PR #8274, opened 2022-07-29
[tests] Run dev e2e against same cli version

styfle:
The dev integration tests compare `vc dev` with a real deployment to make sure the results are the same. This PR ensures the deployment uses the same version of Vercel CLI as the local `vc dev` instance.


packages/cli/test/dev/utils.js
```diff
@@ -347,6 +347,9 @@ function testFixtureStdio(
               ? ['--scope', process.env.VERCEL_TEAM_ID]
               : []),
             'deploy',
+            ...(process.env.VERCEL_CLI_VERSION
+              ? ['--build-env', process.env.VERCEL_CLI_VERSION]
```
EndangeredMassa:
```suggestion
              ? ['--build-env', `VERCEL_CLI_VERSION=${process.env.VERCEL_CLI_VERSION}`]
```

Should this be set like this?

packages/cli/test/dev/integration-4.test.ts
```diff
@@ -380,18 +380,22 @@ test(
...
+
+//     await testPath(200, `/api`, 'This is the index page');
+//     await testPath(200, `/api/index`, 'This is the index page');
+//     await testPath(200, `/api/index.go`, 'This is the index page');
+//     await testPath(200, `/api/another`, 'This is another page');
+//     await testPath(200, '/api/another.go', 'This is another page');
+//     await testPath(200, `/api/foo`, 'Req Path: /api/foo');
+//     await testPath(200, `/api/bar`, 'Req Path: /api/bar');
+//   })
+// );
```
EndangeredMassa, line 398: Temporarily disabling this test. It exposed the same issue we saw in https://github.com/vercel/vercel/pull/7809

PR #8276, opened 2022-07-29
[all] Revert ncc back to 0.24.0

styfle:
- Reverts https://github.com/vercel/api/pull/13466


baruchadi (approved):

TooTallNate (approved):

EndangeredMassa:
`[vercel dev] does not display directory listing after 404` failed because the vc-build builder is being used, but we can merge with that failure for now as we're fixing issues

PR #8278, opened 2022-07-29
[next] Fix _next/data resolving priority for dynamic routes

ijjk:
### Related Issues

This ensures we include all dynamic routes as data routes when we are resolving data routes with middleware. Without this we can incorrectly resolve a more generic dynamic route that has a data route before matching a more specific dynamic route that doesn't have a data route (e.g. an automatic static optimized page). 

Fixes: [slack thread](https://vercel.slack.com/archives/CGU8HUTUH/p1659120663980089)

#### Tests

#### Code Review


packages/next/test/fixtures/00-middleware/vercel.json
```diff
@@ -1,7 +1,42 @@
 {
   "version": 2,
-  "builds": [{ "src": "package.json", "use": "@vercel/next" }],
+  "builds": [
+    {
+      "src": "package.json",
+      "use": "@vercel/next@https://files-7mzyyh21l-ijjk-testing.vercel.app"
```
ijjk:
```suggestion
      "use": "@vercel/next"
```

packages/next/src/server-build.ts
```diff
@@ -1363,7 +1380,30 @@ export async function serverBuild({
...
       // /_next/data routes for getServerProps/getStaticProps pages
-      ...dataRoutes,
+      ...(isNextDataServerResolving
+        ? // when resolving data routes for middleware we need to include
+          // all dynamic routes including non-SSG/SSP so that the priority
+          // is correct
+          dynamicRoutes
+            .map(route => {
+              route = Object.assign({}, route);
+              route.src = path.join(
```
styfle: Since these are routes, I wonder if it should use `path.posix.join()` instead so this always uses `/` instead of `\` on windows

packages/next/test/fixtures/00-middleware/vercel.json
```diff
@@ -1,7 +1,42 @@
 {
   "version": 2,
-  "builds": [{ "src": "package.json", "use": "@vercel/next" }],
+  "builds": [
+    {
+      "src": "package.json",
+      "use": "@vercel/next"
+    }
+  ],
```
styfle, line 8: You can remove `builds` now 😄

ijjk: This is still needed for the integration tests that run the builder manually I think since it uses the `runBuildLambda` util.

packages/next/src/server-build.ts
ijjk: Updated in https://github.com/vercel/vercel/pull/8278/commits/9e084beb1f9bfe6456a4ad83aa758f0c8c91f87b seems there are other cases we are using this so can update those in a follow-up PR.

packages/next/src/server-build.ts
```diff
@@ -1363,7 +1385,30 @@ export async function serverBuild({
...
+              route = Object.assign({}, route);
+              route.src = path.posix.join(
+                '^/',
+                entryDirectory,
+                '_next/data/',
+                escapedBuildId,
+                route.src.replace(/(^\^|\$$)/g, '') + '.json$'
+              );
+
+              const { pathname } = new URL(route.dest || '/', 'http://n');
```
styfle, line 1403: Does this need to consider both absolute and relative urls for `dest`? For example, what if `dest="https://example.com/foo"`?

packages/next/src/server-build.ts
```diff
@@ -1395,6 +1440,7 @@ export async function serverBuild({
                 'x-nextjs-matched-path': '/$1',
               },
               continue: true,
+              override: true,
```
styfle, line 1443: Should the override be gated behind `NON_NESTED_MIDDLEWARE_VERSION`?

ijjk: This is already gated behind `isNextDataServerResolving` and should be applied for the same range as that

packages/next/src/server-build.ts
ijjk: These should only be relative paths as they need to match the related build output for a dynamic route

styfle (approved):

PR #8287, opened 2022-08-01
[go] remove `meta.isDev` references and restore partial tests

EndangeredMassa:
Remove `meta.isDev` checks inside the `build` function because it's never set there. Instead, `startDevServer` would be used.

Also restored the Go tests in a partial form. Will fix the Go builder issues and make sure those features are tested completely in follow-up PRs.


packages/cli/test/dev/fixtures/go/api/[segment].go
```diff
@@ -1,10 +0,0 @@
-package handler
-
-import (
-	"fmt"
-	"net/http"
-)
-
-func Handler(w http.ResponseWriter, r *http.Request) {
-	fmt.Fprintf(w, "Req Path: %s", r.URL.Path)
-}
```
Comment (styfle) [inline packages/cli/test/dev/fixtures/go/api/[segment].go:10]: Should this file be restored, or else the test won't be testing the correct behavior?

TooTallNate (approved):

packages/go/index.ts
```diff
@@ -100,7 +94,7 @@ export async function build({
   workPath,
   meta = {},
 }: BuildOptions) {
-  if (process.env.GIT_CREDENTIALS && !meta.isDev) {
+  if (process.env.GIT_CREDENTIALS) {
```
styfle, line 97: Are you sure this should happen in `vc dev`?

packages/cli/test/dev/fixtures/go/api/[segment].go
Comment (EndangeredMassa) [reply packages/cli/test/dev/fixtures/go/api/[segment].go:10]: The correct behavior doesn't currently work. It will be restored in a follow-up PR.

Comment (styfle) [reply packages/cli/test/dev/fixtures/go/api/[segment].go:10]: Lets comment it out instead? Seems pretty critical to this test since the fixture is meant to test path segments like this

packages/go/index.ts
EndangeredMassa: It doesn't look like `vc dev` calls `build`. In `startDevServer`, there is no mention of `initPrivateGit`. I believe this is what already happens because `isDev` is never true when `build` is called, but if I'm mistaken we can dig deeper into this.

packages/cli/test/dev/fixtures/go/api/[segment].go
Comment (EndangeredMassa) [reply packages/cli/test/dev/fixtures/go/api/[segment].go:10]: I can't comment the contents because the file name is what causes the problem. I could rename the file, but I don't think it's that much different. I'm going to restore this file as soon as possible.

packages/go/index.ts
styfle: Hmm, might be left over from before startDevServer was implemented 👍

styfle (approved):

-------------------------

• **Task**
Filter the entries above down to the lines that contain "relative".

• **Task solution**
styfle, line 1403: Does this need to consider both absolute and relative urls for `dest`? For example, what if `dest="https://example.com/foo"`?
ijjk: These should only be relative paths as they need to match the related build output for a dynamic route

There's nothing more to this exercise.